# Supplied records
==*==
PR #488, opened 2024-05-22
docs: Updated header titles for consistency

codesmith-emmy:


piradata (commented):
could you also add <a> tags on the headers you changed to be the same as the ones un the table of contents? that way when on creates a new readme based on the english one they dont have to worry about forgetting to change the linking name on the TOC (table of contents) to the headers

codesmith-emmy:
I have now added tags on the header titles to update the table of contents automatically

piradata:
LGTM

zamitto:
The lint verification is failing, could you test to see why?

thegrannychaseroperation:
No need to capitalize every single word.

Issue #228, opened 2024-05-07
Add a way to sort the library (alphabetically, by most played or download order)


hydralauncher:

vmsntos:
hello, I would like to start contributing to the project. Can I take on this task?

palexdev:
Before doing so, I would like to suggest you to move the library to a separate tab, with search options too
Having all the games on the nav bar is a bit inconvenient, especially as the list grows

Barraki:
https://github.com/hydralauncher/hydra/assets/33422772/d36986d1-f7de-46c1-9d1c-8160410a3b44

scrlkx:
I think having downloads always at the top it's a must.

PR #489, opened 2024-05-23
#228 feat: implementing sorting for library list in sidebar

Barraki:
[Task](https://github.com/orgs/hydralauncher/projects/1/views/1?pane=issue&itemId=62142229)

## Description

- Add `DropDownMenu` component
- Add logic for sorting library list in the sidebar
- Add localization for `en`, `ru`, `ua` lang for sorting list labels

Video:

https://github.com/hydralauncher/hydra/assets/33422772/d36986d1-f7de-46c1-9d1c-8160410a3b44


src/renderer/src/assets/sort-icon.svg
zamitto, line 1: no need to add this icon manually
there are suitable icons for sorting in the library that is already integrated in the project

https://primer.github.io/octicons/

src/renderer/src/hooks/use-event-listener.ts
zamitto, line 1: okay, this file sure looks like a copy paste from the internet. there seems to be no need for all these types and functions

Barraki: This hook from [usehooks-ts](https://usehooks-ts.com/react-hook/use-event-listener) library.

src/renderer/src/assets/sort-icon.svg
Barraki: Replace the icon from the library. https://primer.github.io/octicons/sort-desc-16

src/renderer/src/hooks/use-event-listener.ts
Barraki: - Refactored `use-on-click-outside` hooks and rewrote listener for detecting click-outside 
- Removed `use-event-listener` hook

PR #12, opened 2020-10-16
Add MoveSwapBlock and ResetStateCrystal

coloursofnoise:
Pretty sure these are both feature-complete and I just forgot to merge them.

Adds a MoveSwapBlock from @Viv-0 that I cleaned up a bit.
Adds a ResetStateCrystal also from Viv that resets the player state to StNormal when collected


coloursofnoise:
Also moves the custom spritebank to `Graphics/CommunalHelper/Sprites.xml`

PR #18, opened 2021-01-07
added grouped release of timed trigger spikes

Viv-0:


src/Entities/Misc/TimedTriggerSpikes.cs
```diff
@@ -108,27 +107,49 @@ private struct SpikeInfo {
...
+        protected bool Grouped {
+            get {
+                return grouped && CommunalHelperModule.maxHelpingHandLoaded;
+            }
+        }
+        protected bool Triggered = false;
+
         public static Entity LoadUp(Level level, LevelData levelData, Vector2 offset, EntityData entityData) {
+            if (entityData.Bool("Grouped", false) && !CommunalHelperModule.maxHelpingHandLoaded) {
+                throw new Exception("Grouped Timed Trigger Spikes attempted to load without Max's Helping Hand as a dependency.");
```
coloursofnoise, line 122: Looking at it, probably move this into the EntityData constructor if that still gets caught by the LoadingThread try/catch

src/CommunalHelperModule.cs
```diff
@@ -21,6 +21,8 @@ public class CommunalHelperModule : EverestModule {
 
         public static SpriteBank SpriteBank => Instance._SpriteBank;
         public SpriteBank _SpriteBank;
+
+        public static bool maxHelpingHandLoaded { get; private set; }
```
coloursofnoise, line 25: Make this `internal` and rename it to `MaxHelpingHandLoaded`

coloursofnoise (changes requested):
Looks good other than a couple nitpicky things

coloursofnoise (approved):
==*==
# Your objective
Please write out, exactly as they appear above, only the lines in the stretch from the line with "Barraki: - Refactored" through the line with "Adds a MoveSwapBlock".

# Task response
Barraki: - Refactored `use-on-click-outside` hooks and rewrote listener for detecting click-outside 
- Removed `use-event-listener` hook

PR #12, opened 2020-10-16
Add MoveSwapBlock and ResetStateCrystal

coloursofnoise:
Pretty sure these are both feature-complete and I just forgot to merge them.

Adds a MoveSwapBlock from @Viv-0 that I cleaned up a bit.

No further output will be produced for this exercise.